PR #861, opened 2020-06-28
Improve executing tests

pietroalbini:
This PR makes two changes that will help executing tests:

* Moves tests to use a downsized connection pool instead of an `Arc<Mutex<Connection>>`
* Replaces Tera's template loading code with a custom function, making template loading instantaneous (it took 4 seconds on my NVMe before). See the comment in the code for why that was happening.

### DIFF
--- a/Cargo.toml
+++ b/Cargo.toml
@@ -57,7 +57,8 @@ staticfile = { version = "0.4", features = [ "cache" ] }
 tempfile = "3.1.0"
 
 # Templating
-tera = { version = "1.3.0", features = ["builtins"] }
+tera = { version = "1.3.1", features = ["builtins"] }
+walkdir = "2"
 
 # Template hot-reloading
 arc-swap = "0.4.6"
@@ -67,16 +68,16 @@ notify = "4.0.15"
 chrono = { version = "0.4.11", features = ["serde"] }
 time = "0.1" # TODO: Remove once `iron` is removed
 
+[dependencies.postgres]
+version = "0.15"
+features = ["with-chrono", "with-serde_json"]
+
 [target.'cfg(not(windows))'.dependencies]
 # Process information
 procfs = "0.7"
 
 [target.'cfg(windows)'.dependencies]
 path-slash = "0.1.1"
-
-[dependencies.postgres]
-version = "0.15"
-features = ["with-chrono", "with-serde_json"]
 
 [dev-dependencies]
 once_cell = "1.2.0"
--- a/src/test/mod.rs
+++ b/src/test/mod.rs
@@ -1,5 +1,6 @@
 mod fakes;
 
+use crate::db::{Pool, PoolConnection};
 use crate::storage::s3::TestS3;
 use crate::web::Server;
 use crate::Config;
@@ -11,10 +12,7 @@ use reqwest::{
     blocking::{Client, RequestBuilder},
     Method,
 };
-use std::{
-    panic,
-    sync::{Arc, Mutex, MutexGuard},
-};
+use std::{panic, sync::Arc};
 
 pub(crate) fn wrapper(f: impl FnOnce(&TestEnvironment) -> Result<(), Error>) {
     let _ = dotenv::dotenv();
@@ -123,7 +121,13 @@ impl TestEnvironment {
     }
 
     fn base_config(&self) -> Config {
-        Config::from_env().expect("failed to get base config")
+        let mut config = Config::from_env().expect("failed to get base config");
+
+        // Use less connections for each test compared to production.
+        config.max_pool_size = 2;
+        config.min_pool_idle = 0;
+
+        config
     }
 
     pub(crate) fn override_config(&self, f: impl FnOnce(&mut Config)) {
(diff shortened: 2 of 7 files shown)


src/web/page/templates.rs
```diff
@@ -84,7 +89,16 @@ fn load_rustc_resource_suffix(conn: &Connection) -> Result<String> {
...
 pub(super) fn load_templates(conn: &Connection) -> Result<Tera> {
-    let mut tera = Tera::new("tera-templates/**/*")?;
+    // This uses a custom function to find the templates in the filesystem instead of Tera's
+    // builtin way (passing a glob expression to Tera::new), speeding up the startup of the
+    // application and running the tests.
+    //
+    // The problem with Tera's template loading code is, it walks all the files in the current
+    // directory and matches them against the provided glob expression. Unfortunately this means
+    // Tera will walk all the rustwide workspaces, the git repository and a bunch of other
+    // unrelated data, slowing down the search a lot.
```
jyn514, line 99: I'm going to try and get this upstreamed to globwalk. This workaround is fine in the meantime though.
```suggestion
    // The problem with Tera's template loading code is, it walks all the files in the current
    // directory and matches them against the provided glob expression. Unfortunately this means
    // Tera will walk all the rustwide workspaces, the git repository and a bunch of other
    // unrelated data, slowing down the search a lot.
    //
    // TODO: remove this when https://github.com/Gilnaa/globwalk/issues/29 is fixed
```

Cargo.toml
```diff
@@ -57,7 +57,8 @@ staticfile = { version = "0.4", features = [ "cache" ] }
 tempfile = "3.1.0"
 
 # Templating
-tera = { version = "1.3.0", features = ["builtins"] }
+tera = { version = "1.3.1", features = ["builtins"] }
```
jyn514, line 60:
```suggestion
tera = { version = "1", features = ["builtins"] }
```
Cargo ignores everything but semver, this makes it look like tera was updated when it wasn't (well, it was updated in the PR but only because you ran `cargo update -p tera`)

src/test/mod.rs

YOUR OBJECTIVE:
Write the records out precisely, omitting nothing.

ANSWER SECTION:
PR #861, opened 2020-06-28
Improve executing tests

pietroalbini:
This PR makes two changes that will help executing tests:

* Moves tests to use a downsized connection pool instead of an `Arc<Mutex<Connection>>`
* Replaces Tera's template loading code with a custom function, making template loading instantaneous (it took 4 seconds on my NVMe before). See the comment in the code for why that was happening.

### DIFF
--- a/Cargo.toml
+++ b/Cargo.toml
@@ -57,7 +57,8 @@ staticfile = { version = "0.4", features = [ "cache" ] }
 tempfile = "3.1.0"
 
 # Templating
-tera = { version = "1.3.0", features = ["builtins"] }
+tera = { version = "1.3.1", features = ["builtins"] }
+walkdir = "2"
 
 # Template hot-reloading
 arc-swap = "0.4.6"
@@ -67,16 +68,16 @@ notify = "4.0.15"
 chrono = { version = "0.4.11", features = ["serde"] }
 time = "0.1" # TODO: Remove once `iron` is removed
 
+[dependencies.postgres]
+version = "0.15"
+features = ["with-chrono", "with-serde_json"]
+
 [target.'cfg(not(windows))'.dependencies]
 # Process information
 procfs = "0.7"
 
 [target.'cfg(windows)'.dependencies]
 path-slash = "0.1.1"
-
-[dependencies.postgres]
-version = "0.15"
-features = ["with-chrono", "with-serde_json"]
 
 [dev-dependencies]
 once_cell = "1.2.0"
--- a/src/test/mod.rs
+++ b/src/test/mod.rs
@@ -1,5 +1,6 @@
 mod fakes;
 
+use crate::db::{Pool, PoolConnection};
 use crate::storage::s3::TestS3;
 use crate::web::Server;
 use crate::Config;
@@ -11,10 +12,7 @@ use reqwest::{
     blocking::{Client, RequestBuilder},
     Method,
 };
-use std::{
-    panic,
-    sync::{Arc, Mutex, MutexGuard},
-};
+use std::{panic, sync::Arc};
 
 pub(crate) fn wrapper(f: impl FnOnce(&TestEnvironment) -> Result<(), Error>) {
     let _ = dotenv::dotenv();
@@ -123,7 +121,13 @@ impl TestEnvironment {
     }
 
     fn base_config(&self) -> Config {
-        Config::from_env().expect("failed to get base config")
+        let mut config = Config::from_env().expect("failed to get base config");
+
+        // Use less connections for each test compared to production.
+        config.max_pool_size = 2;
+        config.min_pool_idle = 0;
+
+        config
     }
 
     pub(crate) fn override_config(&self, f: impl FnOnce(&mut Config)) {
(diff shortened: 2 of 7 files shown)


src/web/page/templates.rs
```diff
@@ -84,7 +89,16 @@ fn load_rustc_resource_suffix(conn: &Connection) -> Result<String> {
...
 pub(super) fn load_templates(conn: &Connection) -> Result<Tera> {
-    let mut tera = Tera::new("tera-templates/**/*")?;
+    // This uses a custom function to find the templates in the filesystem instead of Tera's
+    // builtin way (passing a glob expression to Tera::new), speeding up the startup of the
+    // application and running the tests.
+    //
+    // The problem with Tera's template loading code is, it walks all the files in the current
+    // directory and matches them against the provided glob expression. Unfortunately this means
+    // Tera will walk all the rustwide workspaces, the git repository and a bunch of other
+    // unrelated data, slowing down the search a lot.
```
jyn514, line 99: I'm going to try and get this upstreamed to globwalk. This workaround is fine in the meantime though.
```suggestion
    // The problem with Tera's template loading code is, it walks all the files in the current
    // directory and matches them against the provided glob expression. Unfortunately this means
    // Tera will walk all the rustwide workspaces, the git repository and a bunch of other
    // unrelated data, slowing down the search a lot.
    //
    // TODO: remove this when https://github.com/Gilnaa/globwalk/issues/29 is fixed
```

Cargo.toml
```diff
@@ -57,7 +57,8 @@ staticfile = { version = "0.4", features = [ "cache" ] }
 tempfile = "3.1.0"
 
 # Templating
-tera = { version = "1.3.0", features = ["builtins"] }
+tera = { version = "1.3.1", features = ["builtins"] }
```
jyn514, line 60:
```suggestion
tera = { version = "1", features = ["builtins"] }
```
Cargo ignores everything but semver, this makes it look like tera was updated when it wasn't (well, it was updated in the PR but only because you ran `cargo update -p tera`)

src/test/mod.rs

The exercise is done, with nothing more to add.